## PROBLEM DETAILS
Identify, in the records below, every line where the string "AaronVanGeffen" appears, and copy each such line.

[Stored items]
....

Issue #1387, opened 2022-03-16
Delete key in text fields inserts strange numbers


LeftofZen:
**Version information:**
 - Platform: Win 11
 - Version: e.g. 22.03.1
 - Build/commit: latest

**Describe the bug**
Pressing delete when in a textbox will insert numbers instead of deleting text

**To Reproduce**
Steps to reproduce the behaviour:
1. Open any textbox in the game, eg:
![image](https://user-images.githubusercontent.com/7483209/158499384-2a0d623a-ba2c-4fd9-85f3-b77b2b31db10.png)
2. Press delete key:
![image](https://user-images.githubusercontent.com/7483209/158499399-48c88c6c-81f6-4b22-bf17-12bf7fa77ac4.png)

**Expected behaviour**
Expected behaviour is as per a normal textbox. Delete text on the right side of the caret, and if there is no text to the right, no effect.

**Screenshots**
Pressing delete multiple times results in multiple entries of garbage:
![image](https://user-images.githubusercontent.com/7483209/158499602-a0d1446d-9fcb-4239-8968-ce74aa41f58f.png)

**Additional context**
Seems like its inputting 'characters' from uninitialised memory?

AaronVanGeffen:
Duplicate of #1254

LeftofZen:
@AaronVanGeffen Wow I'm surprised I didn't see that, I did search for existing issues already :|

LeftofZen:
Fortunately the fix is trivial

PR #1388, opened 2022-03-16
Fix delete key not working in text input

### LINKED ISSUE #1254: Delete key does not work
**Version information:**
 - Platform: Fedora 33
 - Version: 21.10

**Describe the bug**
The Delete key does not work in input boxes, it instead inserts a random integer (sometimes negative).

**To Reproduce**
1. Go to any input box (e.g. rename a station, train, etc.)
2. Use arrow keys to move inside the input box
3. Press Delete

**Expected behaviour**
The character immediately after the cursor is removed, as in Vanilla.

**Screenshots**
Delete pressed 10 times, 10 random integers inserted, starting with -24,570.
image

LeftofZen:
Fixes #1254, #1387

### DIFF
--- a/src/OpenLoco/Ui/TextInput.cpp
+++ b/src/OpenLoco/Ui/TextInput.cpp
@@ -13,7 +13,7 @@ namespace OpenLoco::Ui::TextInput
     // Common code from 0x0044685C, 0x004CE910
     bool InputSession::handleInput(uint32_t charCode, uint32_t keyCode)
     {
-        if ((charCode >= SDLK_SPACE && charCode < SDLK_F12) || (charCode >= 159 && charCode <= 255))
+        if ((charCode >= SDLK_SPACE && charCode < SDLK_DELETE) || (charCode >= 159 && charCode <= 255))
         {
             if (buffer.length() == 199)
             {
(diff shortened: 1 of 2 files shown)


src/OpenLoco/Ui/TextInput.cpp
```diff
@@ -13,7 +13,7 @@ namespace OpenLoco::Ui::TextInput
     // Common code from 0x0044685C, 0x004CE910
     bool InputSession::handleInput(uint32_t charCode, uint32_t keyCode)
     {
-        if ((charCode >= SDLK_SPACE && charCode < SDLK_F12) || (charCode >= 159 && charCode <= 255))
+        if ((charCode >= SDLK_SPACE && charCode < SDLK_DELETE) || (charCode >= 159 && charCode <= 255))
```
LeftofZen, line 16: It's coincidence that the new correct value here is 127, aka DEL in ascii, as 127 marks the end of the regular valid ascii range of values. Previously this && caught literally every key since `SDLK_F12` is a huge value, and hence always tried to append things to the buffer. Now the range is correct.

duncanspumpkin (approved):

....

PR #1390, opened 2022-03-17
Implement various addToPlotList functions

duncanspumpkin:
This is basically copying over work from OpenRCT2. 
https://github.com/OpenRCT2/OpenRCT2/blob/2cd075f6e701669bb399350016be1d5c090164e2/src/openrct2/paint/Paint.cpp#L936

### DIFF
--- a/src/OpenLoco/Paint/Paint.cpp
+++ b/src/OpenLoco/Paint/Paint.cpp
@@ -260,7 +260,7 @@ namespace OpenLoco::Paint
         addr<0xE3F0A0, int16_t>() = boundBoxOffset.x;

....

## YOUR SOLUTION
AaronVanGeffen:
@AaronVanGeffen Wow I'm surprised I didn't see that, I did search for existing issues already :|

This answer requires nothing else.